Among the records that follow, find the line with "### Description" and the line with "and permanent deletion.". Set down those lines and all lines between them exactly, without adding anything.
════════════════════
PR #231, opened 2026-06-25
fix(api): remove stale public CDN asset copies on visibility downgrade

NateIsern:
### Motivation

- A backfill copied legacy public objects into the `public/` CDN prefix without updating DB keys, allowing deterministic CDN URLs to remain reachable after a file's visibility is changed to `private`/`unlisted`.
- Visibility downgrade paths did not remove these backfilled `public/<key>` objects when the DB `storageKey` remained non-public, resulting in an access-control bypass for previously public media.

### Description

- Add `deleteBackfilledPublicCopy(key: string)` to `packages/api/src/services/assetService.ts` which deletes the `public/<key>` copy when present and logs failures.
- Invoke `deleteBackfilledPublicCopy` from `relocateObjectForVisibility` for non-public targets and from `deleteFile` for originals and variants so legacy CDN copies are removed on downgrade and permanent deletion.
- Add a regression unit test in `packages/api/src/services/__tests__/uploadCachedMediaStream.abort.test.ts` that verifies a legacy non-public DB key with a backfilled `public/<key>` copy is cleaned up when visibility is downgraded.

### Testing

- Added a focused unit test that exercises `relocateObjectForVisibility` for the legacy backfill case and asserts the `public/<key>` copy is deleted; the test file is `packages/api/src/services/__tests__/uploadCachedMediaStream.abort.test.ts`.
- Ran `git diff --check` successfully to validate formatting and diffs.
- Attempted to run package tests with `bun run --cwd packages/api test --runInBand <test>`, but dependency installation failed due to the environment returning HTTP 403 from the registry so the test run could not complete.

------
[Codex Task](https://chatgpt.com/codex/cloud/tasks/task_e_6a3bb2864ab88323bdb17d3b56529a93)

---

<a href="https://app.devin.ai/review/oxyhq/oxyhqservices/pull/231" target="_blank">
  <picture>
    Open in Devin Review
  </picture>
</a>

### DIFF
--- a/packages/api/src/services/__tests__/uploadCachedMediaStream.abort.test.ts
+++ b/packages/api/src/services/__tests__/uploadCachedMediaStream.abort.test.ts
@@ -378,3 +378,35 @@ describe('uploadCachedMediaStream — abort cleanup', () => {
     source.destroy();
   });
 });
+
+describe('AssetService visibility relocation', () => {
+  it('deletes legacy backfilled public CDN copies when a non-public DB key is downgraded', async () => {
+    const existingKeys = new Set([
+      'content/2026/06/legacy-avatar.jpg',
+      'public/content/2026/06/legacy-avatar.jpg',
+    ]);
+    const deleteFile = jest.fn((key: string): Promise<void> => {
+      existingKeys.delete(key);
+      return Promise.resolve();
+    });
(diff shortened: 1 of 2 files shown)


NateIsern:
════════════════════
- Solution to this exercise -
### Description

- Add `deleteBackfilledPublicCopy(key: string)` to `packages/api/src/services/assetService.ts` which deletes the `public/<key>` copy when present and logs failures.
- Invoke `deleteBackfilledPublicCopy` from `relocateObjectForVisibility` for non-public targets and from `deleteFile` for originals and variants so legacy CDN copies are removed on downgrade and permanent deletion.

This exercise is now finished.